Records for the task ▸
- - -

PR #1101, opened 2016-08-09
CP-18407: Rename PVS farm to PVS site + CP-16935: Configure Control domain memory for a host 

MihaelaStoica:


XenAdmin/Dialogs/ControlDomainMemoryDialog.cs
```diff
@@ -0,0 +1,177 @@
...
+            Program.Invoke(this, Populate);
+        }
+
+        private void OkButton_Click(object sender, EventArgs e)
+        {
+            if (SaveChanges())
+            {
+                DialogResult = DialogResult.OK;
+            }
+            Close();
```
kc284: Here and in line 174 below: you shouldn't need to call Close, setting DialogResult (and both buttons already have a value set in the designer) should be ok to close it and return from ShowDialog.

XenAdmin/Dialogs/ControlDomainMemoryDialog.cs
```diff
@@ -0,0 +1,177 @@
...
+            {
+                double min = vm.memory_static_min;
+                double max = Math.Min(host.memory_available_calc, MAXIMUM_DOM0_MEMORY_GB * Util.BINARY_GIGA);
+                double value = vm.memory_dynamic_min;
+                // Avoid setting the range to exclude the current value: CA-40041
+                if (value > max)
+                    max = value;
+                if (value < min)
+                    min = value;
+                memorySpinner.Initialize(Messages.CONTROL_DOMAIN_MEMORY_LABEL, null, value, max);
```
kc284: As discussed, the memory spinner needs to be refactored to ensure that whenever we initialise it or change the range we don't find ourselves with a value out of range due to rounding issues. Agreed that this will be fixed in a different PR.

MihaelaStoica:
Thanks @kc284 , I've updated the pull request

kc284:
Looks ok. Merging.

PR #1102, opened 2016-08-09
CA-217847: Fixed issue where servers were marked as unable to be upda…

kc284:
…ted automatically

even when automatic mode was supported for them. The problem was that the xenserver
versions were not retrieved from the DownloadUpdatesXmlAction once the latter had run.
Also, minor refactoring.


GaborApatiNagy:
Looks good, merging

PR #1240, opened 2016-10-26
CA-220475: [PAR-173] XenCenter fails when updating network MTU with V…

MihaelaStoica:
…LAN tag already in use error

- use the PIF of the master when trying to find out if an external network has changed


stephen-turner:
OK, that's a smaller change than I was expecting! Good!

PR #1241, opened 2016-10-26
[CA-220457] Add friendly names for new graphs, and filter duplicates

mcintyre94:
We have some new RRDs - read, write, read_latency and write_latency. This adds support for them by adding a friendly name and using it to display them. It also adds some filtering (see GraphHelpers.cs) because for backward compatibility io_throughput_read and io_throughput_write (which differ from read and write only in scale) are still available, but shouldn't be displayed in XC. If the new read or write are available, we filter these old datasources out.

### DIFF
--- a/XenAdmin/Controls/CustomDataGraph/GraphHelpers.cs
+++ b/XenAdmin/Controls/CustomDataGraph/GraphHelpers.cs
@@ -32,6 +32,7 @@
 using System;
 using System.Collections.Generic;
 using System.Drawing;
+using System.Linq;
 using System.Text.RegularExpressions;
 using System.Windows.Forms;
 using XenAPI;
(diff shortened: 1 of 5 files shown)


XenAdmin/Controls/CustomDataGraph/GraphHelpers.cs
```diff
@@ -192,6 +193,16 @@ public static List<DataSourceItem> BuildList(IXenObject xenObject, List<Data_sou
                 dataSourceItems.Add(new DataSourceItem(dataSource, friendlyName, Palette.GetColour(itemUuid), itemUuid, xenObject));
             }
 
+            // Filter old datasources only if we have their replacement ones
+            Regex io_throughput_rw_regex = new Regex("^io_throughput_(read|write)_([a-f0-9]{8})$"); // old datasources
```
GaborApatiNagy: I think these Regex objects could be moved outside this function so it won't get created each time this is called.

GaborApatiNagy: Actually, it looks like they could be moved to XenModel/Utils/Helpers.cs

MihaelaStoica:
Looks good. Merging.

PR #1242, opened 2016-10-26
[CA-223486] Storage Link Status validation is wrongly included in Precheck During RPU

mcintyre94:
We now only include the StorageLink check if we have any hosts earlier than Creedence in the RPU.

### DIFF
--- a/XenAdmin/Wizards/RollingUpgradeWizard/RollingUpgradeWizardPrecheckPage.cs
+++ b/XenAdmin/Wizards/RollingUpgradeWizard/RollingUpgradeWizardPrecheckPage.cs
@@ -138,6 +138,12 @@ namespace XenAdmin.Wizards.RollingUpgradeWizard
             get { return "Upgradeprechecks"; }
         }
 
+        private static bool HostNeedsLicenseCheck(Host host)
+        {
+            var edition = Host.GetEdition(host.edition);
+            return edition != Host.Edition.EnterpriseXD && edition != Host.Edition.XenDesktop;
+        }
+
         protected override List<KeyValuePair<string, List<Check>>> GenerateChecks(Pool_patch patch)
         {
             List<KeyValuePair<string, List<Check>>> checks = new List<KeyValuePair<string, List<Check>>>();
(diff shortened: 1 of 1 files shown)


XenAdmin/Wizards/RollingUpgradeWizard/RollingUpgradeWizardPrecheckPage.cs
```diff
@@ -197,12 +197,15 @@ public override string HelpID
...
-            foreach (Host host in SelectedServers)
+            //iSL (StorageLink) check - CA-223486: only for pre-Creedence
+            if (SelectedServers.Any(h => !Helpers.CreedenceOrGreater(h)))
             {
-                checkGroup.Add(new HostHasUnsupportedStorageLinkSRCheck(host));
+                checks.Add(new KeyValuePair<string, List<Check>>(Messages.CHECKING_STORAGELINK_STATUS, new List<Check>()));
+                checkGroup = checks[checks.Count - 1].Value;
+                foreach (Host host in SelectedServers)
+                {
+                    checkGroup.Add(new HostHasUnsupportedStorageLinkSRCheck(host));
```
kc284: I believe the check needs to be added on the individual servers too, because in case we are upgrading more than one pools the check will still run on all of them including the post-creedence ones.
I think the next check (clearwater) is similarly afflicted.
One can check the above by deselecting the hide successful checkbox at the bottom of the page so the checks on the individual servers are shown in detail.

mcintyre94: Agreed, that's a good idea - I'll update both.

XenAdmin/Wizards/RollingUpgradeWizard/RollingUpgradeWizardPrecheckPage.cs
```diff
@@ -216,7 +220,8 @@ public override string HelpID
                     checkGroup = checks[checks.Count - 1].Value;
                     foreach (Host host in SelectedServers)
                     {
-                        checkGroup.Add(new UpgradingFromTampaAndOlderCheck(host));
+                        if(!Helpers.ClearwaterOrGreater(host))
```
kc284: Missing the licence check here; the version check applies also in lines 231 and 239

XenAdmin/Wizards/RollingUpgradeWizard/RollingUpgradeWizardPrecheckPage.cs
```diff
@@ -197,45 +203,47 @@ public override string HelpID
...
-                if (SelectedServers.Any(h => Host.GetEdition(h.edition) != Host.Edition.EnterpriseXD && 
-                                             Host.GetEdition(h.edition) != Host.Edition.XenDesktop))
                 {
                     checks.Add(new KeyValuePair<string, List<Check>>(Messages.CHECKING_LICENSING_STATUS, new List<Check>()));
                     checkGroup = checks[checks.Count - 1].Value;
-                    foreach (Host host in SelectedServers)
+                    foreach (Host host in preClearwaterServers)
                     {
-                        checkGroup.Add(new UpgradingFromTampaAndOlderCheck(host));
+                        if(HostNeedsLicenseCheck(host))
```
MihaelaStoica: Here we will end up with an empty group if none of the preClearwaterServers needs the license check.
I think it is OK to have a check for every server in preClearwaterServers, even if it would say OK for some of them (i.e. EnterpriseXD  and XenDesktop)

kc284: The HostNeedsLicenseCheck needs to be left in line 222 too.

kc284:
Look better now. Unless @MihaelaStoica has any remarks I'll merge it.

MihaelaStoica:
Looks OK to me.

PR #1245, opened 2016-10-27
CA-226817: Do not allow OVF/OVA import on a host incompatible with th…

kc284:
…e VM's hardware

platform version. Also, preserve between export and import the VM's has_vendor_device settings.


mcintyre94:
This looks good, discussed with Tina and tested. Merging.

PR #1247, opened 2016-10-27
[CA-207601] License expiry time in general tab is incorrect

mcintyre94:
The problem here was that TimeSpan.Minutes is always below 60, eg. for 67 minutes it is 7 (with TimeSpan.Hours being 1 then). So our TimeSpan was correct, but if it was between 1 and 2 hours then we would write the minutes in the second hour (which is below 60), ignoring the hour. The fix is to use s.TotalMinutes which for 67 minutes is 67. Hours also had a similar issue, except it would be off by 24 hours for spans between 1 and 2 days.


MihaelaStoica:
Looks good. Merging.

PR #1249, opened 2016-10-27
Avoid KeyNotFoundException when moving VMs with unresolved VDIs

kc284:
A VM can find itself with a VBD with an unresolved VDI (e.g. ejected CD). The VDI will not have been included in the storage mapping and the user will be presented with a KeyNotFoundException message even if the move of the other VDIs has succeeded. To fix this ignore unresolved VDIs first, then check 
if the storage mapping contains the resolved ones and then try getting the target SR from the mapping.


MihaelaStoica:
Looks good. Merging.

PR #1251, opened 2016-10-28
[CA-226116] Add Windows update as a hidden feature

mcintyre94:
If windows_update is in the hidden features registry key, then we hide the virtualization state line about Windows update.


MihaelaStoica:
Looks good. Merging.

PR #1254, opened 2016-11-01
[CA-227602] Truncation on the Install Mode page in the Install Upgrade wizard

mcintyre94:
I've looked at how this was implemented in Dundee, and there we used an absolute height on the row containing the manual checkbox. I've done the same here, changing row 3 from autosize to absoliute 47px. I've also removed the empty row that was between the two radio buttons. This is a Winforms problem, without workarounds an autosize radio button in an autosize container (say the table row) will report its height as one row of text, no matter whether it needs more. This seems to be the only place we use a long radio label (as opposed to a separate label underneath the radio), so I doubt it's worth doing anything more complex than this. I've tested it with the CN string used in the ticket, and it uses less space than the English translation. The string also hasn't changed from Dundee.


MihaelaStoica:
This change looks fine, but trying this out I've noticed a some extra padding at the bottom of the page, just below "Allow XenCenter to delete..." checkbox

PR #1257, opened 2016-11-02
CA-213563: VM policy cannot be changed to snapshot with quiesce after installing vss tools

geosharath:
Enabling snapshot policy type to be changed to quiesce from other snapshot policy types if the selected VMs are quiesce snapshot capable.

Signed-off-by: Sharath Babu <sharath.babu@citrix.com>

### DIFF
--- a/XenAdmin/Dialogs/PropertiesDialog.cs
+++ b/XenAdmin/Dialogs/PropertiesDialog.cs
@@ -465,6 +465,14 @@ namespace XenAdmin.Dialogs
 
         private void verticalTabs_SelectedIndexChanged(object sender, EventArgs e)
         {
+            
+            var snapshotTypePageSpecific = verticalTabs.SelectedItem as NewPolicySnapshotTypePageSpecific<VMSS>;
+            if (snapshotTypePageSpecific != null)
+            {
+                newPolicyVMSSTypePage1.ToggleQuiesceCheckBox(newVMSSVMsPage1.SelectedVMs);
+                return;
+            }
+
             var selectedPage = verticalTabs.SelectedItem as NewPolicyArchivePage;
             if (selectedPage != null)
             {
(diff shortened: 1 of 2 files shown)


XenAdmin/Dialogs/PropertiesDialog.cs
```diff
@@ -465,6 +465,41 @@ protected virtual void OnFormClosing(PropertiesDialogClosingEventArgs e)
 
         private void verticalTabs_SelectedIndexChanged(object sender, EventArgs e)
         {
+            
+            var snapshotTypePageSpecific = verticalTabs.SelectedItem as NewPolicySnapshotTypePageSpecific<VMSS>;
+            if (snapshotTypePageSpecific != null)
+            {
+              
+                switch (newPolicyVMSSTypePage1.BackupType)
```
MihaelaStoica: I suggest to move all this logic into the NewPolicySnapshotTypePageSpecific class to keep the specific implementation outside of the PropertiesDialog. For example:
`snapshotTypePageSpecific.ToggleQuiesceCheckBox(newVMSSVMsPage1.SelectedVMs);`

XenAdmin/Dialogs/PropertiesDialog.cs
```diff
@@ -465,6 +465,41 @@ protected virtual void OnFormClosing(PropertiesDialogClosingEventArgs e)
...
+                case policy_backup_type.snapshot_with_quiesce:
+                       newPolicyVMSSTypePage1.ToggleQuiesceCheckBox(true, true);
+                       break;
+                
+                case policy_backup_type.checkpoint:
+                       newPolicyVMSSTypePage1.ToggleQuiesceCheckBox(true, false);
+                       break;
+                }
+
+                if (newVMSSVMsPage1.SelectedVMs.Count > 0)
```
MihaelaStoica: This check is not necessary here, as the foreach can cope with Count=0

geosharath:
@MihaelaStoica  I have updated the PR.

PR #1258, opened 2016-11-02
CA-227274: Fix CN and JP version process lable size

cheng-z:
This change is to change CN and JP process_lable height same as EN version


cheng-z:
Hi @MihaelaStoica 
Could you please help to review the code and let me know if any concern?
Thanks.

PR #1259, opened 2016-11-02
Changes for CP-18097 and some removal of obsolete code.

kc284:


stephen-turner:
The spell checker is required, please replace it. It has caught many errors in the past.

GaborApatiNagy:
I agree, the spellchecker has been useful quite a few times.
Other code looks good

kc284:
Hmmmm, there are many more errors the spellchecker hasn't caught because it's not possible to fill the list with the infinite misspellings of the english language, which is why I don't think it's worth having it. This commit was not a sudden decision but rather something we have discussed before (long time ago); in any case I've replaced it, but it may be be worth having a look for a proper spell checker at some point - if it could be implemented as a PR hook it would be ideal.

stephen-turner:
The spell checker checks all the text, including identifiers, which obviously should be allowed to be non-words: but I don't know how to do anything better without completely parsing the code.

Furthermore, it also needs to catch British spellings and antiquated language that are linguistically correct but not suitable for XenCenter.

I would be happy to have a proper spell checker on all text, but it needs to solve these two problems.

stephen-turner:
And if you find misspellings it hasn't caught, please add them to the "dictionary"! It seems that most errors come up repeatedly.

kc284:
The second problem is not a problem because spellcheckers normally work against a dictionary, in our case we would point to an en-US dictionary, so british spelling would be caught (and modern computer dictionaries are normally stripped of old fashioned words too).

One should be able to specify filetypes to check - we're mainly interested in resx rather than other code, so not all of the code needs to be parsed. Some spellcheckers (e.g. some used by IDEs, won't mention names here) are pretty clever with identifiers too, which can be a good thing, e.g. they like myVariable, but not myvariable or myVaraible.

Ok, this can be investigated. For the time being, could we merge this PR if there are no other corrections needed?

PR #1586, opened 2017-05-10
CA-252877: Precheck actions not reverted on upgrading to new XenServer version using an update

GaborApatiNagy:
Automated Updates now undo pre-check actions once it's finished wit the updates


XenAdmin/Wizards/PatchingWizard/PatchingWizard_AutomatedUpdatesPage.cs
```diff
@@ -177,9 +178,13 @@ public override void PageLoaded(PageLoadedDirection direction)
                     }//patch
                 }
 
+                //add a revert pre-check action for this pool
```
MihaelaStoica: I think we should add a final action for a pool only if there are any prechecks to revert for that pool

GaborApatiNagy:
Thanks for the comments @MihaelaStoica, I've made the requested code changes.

- - -

Task ▸
Show every line in the records above that contains the word "shown".

Answer section ▸
(diff shortened: 1 of 5 files shown)
(diff shortened: 1 of 1 files shown)
One can check the above by deselecting the hide successful checkbox at the bottom of the page so the checks on the individual servers are shown in detail.
(diff shortened: 1 of 2 files shown)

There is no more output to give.